Given records Block Start
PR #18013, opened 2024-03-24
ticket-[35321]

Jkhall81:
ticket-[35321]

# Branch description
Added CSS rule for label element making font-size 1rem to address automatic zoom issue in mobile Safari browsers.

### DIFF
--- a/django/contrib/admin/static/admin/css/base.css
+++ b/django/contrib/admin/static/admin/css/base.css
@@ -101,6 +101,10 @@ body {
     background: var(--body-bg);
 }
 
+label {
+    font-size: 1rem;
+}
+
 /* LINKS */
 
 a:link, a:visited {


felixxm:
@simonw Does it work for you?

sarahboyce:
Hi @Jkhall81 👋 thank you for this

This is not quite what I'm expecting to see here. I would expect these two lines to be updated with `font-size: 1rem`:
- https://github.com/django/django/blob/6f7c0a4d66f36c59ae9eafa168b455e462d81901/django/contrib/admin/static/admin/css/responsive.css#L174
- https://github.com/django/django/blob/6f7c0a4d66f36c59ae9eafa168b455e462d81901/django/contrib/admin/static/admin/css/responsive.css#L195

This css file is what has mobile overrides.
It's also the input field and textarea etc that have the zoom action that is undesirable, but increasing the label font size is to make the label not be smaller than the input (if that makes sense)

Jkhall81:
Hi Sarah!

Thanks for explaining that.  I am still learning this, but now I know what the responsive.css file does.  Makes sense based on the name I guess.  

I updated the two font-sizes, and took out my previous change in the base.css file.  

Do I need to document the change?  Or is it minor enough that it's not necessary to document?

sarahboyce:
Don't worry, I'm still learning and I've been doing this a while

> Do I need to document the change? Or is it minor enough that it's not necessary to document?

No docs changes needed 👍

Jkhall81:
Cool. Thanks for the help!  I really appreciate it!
Given records Block End
## What the exercise asks:
Look over the entries for "file", then copy every line that includes that string.

## Answer for this exercise:
This css file is what has mobile overrides.
Thanks for explaining that.  I am still learning this, but now I know what the responsive.css file does.  Makes sense based on the name I guess.  
I updated the two font-sizes, and took out my previous change in the base.css file.  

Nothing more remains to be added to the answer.